[Source records — start]

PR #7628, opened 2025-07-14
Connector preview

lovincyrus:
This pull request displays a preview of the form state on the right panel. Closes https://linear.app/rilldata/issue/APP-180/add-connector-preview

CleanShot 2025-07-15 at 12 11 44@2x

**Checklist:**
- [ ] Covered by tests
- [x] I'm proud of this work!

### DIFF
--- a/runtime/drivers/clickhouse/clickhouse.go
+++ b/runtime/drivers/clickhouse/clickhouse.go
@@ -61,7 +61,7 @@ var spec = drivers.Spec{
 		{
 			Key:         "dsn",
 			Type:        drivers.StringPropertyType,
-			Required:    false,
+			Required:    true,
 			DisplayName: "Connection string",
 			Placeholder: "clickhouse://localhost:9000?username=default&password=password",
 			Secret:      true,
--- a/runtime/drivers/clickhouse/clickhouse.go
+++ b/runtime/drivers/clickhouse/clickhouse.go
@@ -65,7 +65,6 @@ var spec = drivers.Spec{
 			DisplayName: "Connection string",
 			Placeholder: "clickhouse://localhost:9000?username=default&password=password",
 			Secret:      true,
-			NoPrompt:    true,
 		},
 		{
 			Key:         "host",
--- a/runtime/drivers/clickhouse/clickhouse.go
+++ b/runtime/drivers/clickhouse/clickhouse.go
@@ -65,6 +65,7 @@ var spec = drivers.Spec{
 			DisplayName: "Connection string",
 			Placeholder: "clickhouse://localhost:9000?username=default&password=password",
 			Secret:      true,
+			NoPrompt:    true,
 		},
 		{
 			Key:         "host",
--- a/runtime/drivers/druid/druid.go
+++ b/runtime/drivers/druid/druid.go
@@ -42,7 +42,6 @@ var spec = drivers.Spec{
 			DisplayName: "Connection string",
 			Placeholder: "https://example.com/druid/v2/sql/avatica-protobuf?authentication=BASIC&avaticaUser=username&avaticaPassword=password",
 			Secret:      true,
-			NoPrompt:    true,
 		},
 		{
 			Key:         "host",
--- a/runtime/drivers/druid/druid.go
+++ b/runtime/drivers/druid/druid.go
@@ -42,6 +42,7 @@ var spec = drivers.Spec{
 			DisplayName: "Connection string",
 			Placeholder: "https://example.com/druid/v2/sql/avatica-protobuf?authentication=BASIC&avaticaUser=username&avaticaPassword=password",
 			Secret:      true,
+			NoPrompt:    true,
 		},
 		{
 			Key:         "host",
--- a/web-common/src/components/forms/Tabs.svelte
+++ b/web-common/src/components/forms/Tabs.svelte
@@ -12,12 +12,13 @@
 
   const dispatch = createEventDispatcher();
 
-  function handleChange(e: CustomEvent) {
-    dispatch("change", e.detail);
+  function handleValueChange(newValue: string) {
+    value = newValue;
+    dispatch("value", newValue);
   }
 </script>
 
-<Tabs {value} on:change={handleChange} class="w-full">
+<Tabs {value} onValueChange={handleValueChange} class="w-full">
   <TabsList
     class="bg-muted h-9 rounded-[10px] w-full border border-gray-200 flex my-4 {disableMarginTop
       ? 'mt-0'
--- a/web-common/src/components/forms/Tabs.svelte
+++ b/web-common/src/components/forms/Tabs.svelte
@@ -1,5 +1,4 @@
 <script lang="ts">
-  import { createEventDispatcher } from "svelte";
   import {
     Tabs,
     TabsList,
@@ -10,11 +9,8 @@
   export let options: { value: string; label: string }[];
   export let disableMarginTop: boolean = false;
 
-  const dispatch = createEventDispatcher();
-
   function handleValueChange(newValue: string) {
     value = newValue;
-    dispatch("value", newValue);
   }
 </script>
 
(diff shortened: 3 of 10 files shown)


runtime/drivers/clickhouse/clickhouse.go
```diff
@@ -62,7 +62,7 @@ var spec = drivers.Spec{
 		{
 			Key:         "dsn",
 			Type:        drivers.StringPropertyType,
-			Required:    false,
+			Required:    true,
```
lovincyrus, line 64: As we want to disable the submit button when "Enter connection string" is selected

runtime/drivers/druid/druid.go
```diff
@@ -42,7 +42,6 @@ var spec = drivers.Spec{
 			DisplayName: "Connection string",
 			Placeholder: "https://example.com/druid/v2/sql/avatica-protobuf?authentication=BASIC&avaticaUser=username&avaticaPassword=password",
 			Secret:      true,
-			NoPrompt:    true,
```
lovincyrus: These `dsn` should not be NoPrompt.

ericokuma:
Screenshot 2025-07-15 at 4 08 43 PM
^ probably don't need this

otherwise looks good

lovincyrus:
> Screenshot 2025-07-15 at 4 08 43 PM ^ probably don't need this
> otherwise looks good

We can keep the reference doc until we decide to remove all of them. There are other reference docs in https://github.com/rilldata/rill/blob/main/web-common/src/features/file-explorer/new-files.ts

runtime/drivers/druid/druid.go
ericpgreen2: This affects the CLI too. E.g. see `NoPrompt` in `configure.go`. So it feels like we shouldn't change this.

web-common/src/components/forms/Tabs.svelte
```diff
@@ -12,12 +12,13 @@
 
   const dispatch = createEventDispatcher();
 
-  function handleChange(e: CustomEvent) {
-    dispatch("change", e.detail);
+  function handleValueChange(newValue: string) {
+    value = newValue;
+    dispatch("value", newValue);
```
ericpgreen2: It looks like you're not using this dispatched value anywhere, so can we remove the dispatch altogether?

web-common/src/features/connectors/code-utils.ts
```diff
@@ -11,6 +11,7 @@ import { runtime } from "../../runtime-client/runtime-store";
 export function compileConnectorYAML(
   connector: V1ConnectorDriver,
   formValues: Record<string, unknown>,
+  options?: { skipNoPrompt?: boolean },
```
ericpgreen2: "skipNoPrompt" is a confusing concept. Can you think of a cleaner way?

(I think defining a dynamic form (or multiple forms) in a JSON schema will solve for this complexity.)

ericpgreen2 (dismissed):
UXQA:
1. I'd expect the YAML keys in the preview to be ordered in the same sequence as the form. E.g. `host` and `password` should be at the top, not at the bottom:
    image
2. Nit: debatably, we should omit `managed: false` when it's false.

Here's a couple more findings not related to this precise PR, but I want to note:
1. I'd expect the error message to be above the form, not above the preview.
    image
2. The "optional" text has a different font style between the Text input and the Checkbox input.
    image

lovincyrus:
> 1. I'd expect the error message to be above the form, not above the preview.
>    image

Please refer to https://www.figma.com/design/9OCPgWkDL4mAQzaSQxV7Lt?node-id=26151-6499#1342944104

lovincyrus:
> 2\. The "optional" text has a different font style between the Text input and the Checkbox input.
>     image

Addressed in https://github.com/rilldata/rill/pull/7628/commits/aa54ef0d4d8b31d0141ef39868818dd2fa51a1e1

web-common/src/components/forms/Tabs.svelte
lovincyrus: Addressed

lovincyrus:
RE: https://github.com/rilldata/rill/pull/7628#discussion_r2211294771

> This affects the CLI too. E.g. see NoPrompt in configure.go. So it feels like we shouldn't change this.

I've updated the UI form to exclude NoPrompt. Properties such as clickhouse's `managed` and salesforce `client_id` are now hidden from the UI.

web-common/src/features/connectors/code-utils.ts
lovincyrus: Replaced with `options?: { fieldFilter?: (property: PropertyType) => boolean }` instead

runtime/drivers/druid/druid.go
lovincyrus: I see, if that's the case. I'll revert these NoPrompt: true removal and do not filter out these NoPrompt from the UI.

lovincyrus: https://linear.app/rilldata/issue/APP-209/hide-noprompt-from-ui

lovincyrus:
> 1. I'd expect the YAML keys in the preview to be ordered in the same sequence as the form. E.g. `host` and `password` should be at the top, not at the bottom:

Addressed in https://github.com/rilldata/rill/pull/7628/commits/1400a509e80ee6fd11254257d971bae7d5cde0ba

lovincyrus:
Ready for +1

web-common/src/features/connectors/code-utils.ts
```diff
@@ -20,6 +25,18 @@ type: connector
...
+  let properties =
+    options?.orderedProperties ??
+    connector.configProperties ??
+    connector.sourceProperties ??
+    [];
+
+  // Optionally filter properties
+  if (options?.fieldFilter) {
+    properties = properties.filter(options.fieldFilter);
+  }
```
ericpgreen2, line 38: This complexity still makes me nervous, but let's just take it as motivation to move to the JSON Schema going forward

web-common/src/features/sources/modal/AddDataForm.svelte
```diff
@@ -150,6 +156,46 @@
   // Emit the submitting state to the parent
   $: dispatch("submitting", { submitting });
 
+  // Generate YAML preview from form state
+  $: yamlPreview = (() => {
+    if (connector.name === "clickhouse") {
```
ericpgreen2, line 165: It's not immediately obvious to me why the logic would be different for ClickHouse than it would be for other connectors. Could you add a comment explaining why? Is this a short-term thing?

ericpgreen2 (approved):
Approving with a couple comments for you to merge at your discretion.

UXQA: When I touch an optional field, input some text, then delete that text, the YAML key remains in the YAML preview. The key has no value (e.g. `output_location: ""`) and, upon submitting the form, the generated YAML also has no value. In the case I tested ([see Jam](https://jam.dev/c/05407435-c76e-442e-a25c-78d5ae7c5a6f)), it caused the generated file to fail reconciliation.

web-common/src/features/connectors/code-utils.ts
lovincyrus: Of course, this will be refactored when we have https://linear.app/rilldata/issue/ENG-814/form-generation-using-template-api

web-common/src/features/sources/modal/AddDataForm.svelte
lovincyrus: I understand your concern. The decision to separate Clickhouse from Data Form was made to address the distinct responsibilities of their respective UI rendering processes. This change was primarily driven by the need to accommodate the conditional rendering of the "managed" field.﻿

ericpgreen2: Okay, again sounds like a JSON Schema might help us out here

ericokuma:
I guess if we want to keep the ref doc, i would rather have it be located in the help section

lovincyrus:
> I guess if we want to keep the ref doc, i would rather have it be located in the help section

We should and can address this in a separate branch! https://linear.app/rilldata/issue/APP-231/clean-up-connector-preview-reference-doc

[Source records — finish]

Take the records above and return, word for word, only the lines that fall from the line with "I've updated the" to the line with "Approving with a", both of them included.

### Solution to this task:
I've updated the UI form to exclude NoPrompt. Properties such as clickhouse's `managed` and salesforce `client_id` are now hidden from the UI.

web-common/src/features/connectors/code-utils.ts
lovincyrus: Replaced with `options?: { fieldFilter?: (property: PropertyType) => boolean }` instead

runtime/drivers/druid/druid.go
lovincyrus: I see, if that's the case. I'll revert these NoPrompt: true removal and do not filter out these NoPrompt from the UI.

lovincyrus: https://linear.app/rilldata/issue/APP-209/hide-noprompt-from-ui

lovincyrus:
> 1. I'd expect the YAML keys in the preview to be ordered in the same sequence as the form. E.g. `host` and `password` should be at the top, not at the bottom:

Addressed in https://github.com/rilldata/rill/pull/7628/commits/1400a509e80ee6fd11254257d971bae7d5cde0ba

lovincyrus:
Ready for +1

web-common/src/features/connectors/code-utils.ts
```diff
@@ -20,6 +25,18 @@ type: connector
...
+  let properties =
+    options?.orderedProperties ??
+    connector.configProperties ??
+    connector.sourceProperties ??
+    [];
+
+  // Optionally filter properties
+  if (options?.fieldFilter) {
+    properties = properties.filter(options.fieldFilter);
+  }
```
ericpgreen2, line 38: This complexity still makes me nervous, but let's just take it as motivation to move to the JSON Schema going forward

web-common/src/features/sources/modal/AddDataForm.svelte
```diff
@@ -150,6 +156,46 @@
   // Emit the submitting state to the parent
   $: dispatch("submitting", { submitting });
 
+  // Generate YAML preview from form state
+  $: yamlPreview = (() => {
+    if (connector.name === "clickhouse") {
```
ericpgreen2, line 165: It's not immediately obvious to me why the logic would be different for ClickHouse than it would be for other connectors. Could you add a comment explaining why? Is this a short-term thing?

ericpgreen2 (approved):
Approving with a couple comments for you to merge at your discretion.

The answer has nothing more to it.